■ **Requirement**:
List every line in this data where the string "references" occurs.

(Beginning of Information supplied)

PR #1535, opened 2026-09-04
fix(init): gate unsupported --features and tag dry-run runs

betegon:
Two small `init` hardening fixes surfaced by a wizard-run triage.

## 1. Gate unsupported `--features` (source maps, metrics, attachments)

`sourcemaps`, `metrics`, and `attachments` are non-selector products — the interactive selector never offers them, but `--features` still accepted them, leaving a half-configured integration (e.g. source-map upload needs an auth token this wizard does not provision). Removed from `FEATURE_ALIASES`, `SUPPORTED_FEATURE_NAMES`, and the flag help, so they now fail loudly (`Unknown init feature "sourcemaps"`) until their setup flow is automated.

## 2. Tag `wizard.dry_run` in telemetry

Dry runs (`--dry-run`) apply and install nothing, so the CLI's post-apply `verify-setup` runtime check runs the app's dev command against an **unmodified** project and reports **`init verification failed`** (CLI-2HP) — a false positive. Set `wizard.dry_run` once at `runWizard` start (global scope, so every CLI event inherits it, including that capture). `wizard.dry_run:false` then isolates real runs from dry-run noise.

Companion server change tags the same `wizard.dry_run` for the server-side `Verification found issues` (CLI-SERVER-22) — see below.

## Verification

- `tsc --noEmit`: no new errors in the changed files.
- `test/commands/init.test.ts`: 50/50 — updated the two normalization tests + the "Supported features:" message, and added a `test.each` locking in the rejection of the three gated features.
- `interactive.test.ts` + `clack-utils.test.ts`: 45/45 — the interactive selector's filtering and the display labels are separate code paths, unaffected by the flag change.

### DIFF
--- a/packages/cli/plugins/sentry-cli/skills/sentry-cli/references/init.md
+++ b/packages/cli/plugins/sentry-cli/skills/sentry-cli/references/init.md
@@ -18,7 +18,7 @@ Initialize Sentry in your project (experimental)
 **Flags:**
 - `-y, --yes - Accept non-interactive defaults (requires --features outside a TTY)`
 - `-n, --dry-run - Show what would happen without making changes`
-- `--features <value>... - Features to enable: errors,tracing,logs,replay,metrics,profiling,sourcemaps,crons,attachments,agent-tracing,mcp-observability`
+- `--features <value>... - Features to enable: errors,tracing,logs,replay,profiling,crons,agent-tracing,mcp-observability`
 - `-t, --team <value> - Team slug to create the project under`
 - `--app <value> - App to initialize in a monorepo (required with --yes when multiple apps are detected)`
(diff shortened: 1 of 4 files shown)


betegon:
Companion server PR (the server-side half of the `wizard.dry_run` tag, covering CLI-SERVER-22): getsentry/cli-init-api#267

betegon:
The red `Lint & Typecheck` here is a pre-existing, repo-wide Biome bug — `output.ts` exceeds Biome's 200k type-inference limit via valibot's `GenericSchema`, not this PR's code. It fails #1499 and #1501 identically, and a re-run reproduced it deterministically. Fixed in #1536 (force-ignores `output.ts`, mirroring the existing `custom-ca.ts` exclusion). Once #1536 lands I'll rebase this branch onto main and CI will go green.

(End of Information supplied)

■ **Written reply**:
--- a/packages/cli/plugins/sentry-cli/skills/sentry-cli/references/init.md
+++ b/packages/cli/plugins/sentry-cli/skills/sentry-cli/references/init.md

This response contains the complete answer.